Para Elkoro-Iribe, el factor humano y «el vínculo» que se crea entre los pacientes y quienes les prestan el servicio es fundamental en Asepeyo, lo que confirma al interrogarle sobre qué es lo más positivo y lo más negativo en el desempeño de su labor. «Lo mejor -dice- es cuando ves a la gente que llega preocupada donde nosotros, a veces incluso con algún problema grave, y cuando podemos solucionárselo. Ver que nuestra labor ha dado sus frutos, que las caras de preocupación se transforman en tranquilidad. Incluso, más de una vez las personas a las que hemos atendido vuelven más tarde para agradecérnoslo». Lo que peor llevan en Asepeyo, por contra, «es cuando recibimos el aviso de que ha habido un accidente y la espera posterior, hasta que llegan los afectados; la tensión que se crea hasta vez de cerca el alcance del problema».
En Asepeyo prestan un servicio sanitario a las empresas y, por ende, a los empleados de éstas.
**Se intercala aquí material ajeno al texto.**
PR #490, opened 2024-03-15
proto workflows should exit on failure

shankiyani:


t/proto_template/scripts/generate.sh
```diff
@@ -19,17 +20,14 @@ function pre_gen_go {
...
 }
 
 function pre_gen_node {
   echo "running pre_gen_node"
 
-  proto_version_key='proto_version:'
-  proto_version_file='version.yaml'
-
-  PROTO_VERSION=${PROTO_VERSION:-$(grep $proto_version_key $proto_version_file | cut -c $((${#proto_version_key} + 1))- | xargs)}  
+  PROTO_VERSION=${PROTO_VERSION:-$(grep 'proto_version:' 'version.yaml' | cut -d':' -f2 | xargs echo)}
```
shankiyani, line 30: this will use the env variable if its set or fallback to the one in the version file

t/proto_template/buf.gen.yaml
```diff
@@ -4,7 +4,7 @@ version: 'v1'
 managed:
   enabled: true
   go_package_prefix:
-    default: 'github.com/REPLACE_GITHUB_ORG_NAME/REPLACE_GITHUB_REPO_NAME/gen/go'
+    default: 'github.com/REPLACE_GITHUB_ORG_NAME/REPLACE_GITHUB_REPO_NAME'
```
shankiyani, line 7: This was a bug. We upload a go module _within_ the `gen/go` path. Therefore when importing protos as a consuming application, this suffix will not be a part of the path.

t/proto_template/.github/workflows/ci.yml
```diff
@@ -73,12 +73,8 @@ jobs:
       - name: 'Run Build'
         shell: 'bash'
         run: |
-          set +e
-          BUILD_CHECK=$(buf build)
-          if ! [[ -z "${BUILD_CHECK}" ]]; then
-            echo "::error::$BUILD_CHECK"
-            exit 1
-          fi
+          set -eEuo pipefail
```
verbanicm, line 76: Since you are using `shell: 'bash'` this shouldnt be needed in this workflow. The generate script you are calling however was creating a new shell which needed those set.

More info: https://docs.github.com/en/actions/using-workflows/workflow-syntax-for-github-actions#jobsjob_idstepsshell

t/proto_template/.github/workflows/ci.yml
```diff
@@ -34,7 +34,7 @@ jobs:
       - name: 'Capture proposed version'
         id: 'capture'
         run: |
-          echo "PROPOSED_PROTO_VERSION=$(yq eval '.proto_version' version.yaml)" >> $GITHUB_OUTPUT
+          echo "PROPOSED_PROTO_VERSION=$(yq eval '.proto_version' version.yaml)" >> ${GITHUB_OUTPUT}
```
verbanicm, line 37: nit: I still think yaml is useless here, it should just be a text file and you can cat the entire file instead of relying on yq...

t/proto_template/.github/workflows/ci.yml
verbanicm: Throughout....

t/proto_template/buf.gen.yaml
verbanicm: Easy fix

verbanicm (approved):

Podría pensarse que los intereses de empresarios y trabajadores chocarán más de una vez con la mutua de por medio, pero el director del centro de Azpeitia no lo ve así. «Al fin y al cabo, todo es uno. Las necesidades y los intereses de la empresa y del trabajador deben ser coincidentes: el gerente querrá que el trabajador se recupere cuanto antes para que pueda cubrir su puesto, y el trabajador también quiere recuperarse lo antes posible para regresar a su puesto. Cuando los objetivos coinciden, no hay ningún problema».